= Required work =
Starting with the line that contains "kirkkwang: Thanks @alishaevn and agreed!", copy every line through the end of the data below, exactly and with nothing added.
"""
PR #572, opened 2022-06-16
Bagit export status and total fix

kirkkwang:
Bagit exports were erroneously updating the status to 'Complete' when it was not.  That was because the enqueued records were never set correctly and was stuck on zero.  Pulled in `CsvParser#total` to `BagitParser` and found when `limit` is 0, it did not respect it as the same as nil.

image

This change might need to be reflected in `CsvParser` or better yet, move all duplicate code from each individual parser up to `ApplicationParser`.

### DIFF
--- a/app/parsers/bulkrax/bagit_parser.rb
+++ b/app/parsers/bulkrax/bagit_parser.rb
@@ -100,8 +100,17 @@ module Bulkrax
       total
     end
 
+    # TODO @kirkkwang: look into if CsvParser#total needs this same logic
     def total
-      importerexporter.entries.count
+      @total = importer.parser_fields['total'] || 0 if importer?
+
+      @total = if exporter?
+                 limit.nil? || limit.zero? ? current_record_ids.count : limit
+               end
+
+      return @total || 0
+    rescue StandardError
+      @total = 0
     end
 
     def extra_filters
@@ -132,7 +141,6 @@ module Bulkrax
       when 'importer'
         set_ids_for_exporting_from_importer
       end
-
       @work_ids + @collection_ids + @file_set_ids
     end
 
--- a/app/parsers/bulkrax/bagit_parser.rb
+++ b/app/parsers/bulkrax/bagit_parser.rb
@@ -100,7 +100,6 @@ module Bulkrax
       total
     end
 
-    # TODO: look into if CsvParser#total needs this same logic
     def total
       @total = importer.parser_fields['total'] || 0 if importer?
 
--- a/app/parsers/bulkrax/bagit_parser.rb
+++ b/app/parsers/bulkrax/bagit_parser.rb
@@ -189,7 +189,7 @@ module Bulkrax
     alias create_from_worktype create_new_entries
     alias create_from_all create_new_entries
 
-    # rubocop:disable Metrics/AbcSize
+    # rubocop:disable Metrics/MethodLength, Metrics/AbcSize
     def write_files
       require 'open-uri'
       require 'socket'
@@ -226,7 +226,7 @@ module Bulkrax
         bag.manifest!(algo: 'sha256')
       end
     end
-    # rubocop:enable Metrics/AbcSize
+    # rubocop:enable Metrics/MethodLength, Metrics/AbcSize
 
     def setup_csv_metadata_export_file(id)
       File.join(importerexporter.exporter_export_path, id, 'metadata.csv')
--- a/app/parsers/bulkrax/bagit_parser.rb
+++ b/app/parsers/bulkrax/bagit_parser.rb
@@ -193,11 +193,11 @@ module Bulkrax
     def write_files
       require 'open-uri'
       require 'socket'
-      importerexporter.entries.where(identifier: current_record_ids)[0..limit || total].each do |e|
-        work = ActiveFedora::Base.find(e.identifier)
+      importerexporter.entries.where(identifier: current_record_ids)[0..limit || total].each do |entry|
+        work = ActiveFedora::Base.find(entry.identifier)
         next unless Hyrax.config.curation_concerns.include?(work.class)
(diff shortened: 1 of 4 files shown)


app/parsers/bulkrax/bagit_parser.rb
```diff
@@ -100,8 +100,17 @@ def works_total
       total
     end
 
+    # TODO: look into if CsvParser#total needs this same logic
```
alishaevn, line 103:
```suggestion
```

alishaevn: this is already the exact logic in the csv parser.

app/parsers/bulkrax/bagit_parser.rb
```diff
@@ -189,15 +197,15 @@ def create_new_entries
     alias create_from_worktype create_new_entries
     alias create_from_all create_new_entries
 
-    # rubocop:disable Metrics/AbcSize
+    # rubocop:disable Metrics/MethodLength, Metrics/AbcSize
```
alishaevn, line 200: the changes from lines 200-237 were done in https://github.com/samvera-labs/bulkrax/pull/569. if you merge in main to this branch, this diff should go away.

spec/parsers/bulkrax/bagit_parser_spec.rb
```diff
@@ -5,6 +5,34 @@
...
 module Bulkrax
   RSpec.describe BagitParser do
+    describe '#total' do
+      context 'while exporting' do
+        subject { described_class.new(exporter) }
+        let(:exporter) { FactoryBot.create(:bulkrax_exporter_worktype_bagit) }
+        let(:bulkrax_exporter_run) { FactoryBot.create(:bulkrax_exporter_run, exporter: exporter) }
+        let(:work_ids_solr) { [OpenStruct.new(id: SecureRandom.alphanumeric(9)), OpenStruct.new(id: SecureRandom.alphanumeric(9))] }
+        let(:collection_ids_solr) { [OpenStruct.new(id: SecureRandom.alphanumeric(9))] }
+        let(:file_set_ids_solr) { [OpenStruct.new(id: SecureRandom.alphanumeric(9)), OpenStruct.new(id: SecureRandom.alphanumeric(9)), OpenStruct.new(id: SecureRandom.alphanumeric(9))] }
```
alishaevn, line 15: this logic is already in the `describe '#create_new_entries'...` section of this file. can we just move it out so that it's usable more than once, instead of duplicating it?

spec/parsers/bulkrax/bagit_parser_spec.rb
```diff
@@ -5,6 +5,34 @@
...
+
+        before do
+          allow(subject).to receive(:current_record_ids).and_return(work_ids_solr + collection_ids_solr + file_set_ids_solr)
```
alishaevn, line 18: we don't export collections with the bagit parser. so the totals below would all need to be minus 1.

app/parsers/bulkrax/bagit_parser.rb
kirkkwang: This was copied over but had to be changed because if `limit` was 0, then `@total` would come out as 0, if `limit` was nil then `@total` would be whatever `current_record_ids.count` is.  The user chooses the limit, but it is indicated that 0 or blank _should_ do the same thing.  It is seemingly not, at least in the `BagitParser`.

app/parsers/bulkrax/bagit_parser.rb
kirkkwang: That sounds good i'll take a look

spec/parsers/bulkrax/bagit_parser_spec.rb
```diff
@@ -5,6 +5,34 @@
 
 module Bulkrax
   RSpec.describe BagitParser do
+    describe '#total' do
+      context 'while exporting' do
```
alishaevn, line 9: since we can export with various restrictions (all, importer, collection...) I think this context would do well with some greater specificity. 🙂

spec/parsers/bulkrax/bagit_parser_spec.rb
kirkkwang: Oh good catch

app/parsers/bulkrax/bagit_parser.rb
alishaevn: mmm. I actually wouldn't expect a limit of 0 and a "missing' limit to do the same. to me "0" does not equal "none". 

I would expect a limit to be enforced only if a value were placed in the "limit" field. even if that value were 0. in which case my logic is in line with the logic in the csv parser. 

perhaps we should get another opinion?

spec/parsers/bulkrax/bagit_parser_spec.rb
alishaevn: and the "collection_ids_solr" wouldn't need to be returned in this before block.

app/parsers/bulkrax/bagit_parser.rb
kirkkwang: Ah gotcha, I was going off of what the UI says, but I admit I haven't explicitly tested what if I put a 0 in there.
image

I can just take it out for now until further testing.

alishaevn: you know what.....idk if I ever looked at that message. 😅  that's not at all how I'd expect it to work. if it is then you're implementation is what should happen.

alishaevn (approved):

app/parsers/bulkrax/bagit_parser.rb
alishaevn: @kirkkwang I approved this pr...but we should still check with others what the intention here should be.

kirkkwang: Thanks @alishaevn and agreed!

Issue #538, opened 2022-05-27
Exporter From type field as a required field


kirkkwang:
As a user, I should not be able to create an export if the "Export From" source is not filled out.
"""
= Solved exercise =
kirkkwang: Thanks @alishaevn and agreed!

Issue #538, opened 2022-05-27
Exporter From type field as a required field


kirkkwang:
As a user, I should not be able to create an export if the "Export From" source is not filled out.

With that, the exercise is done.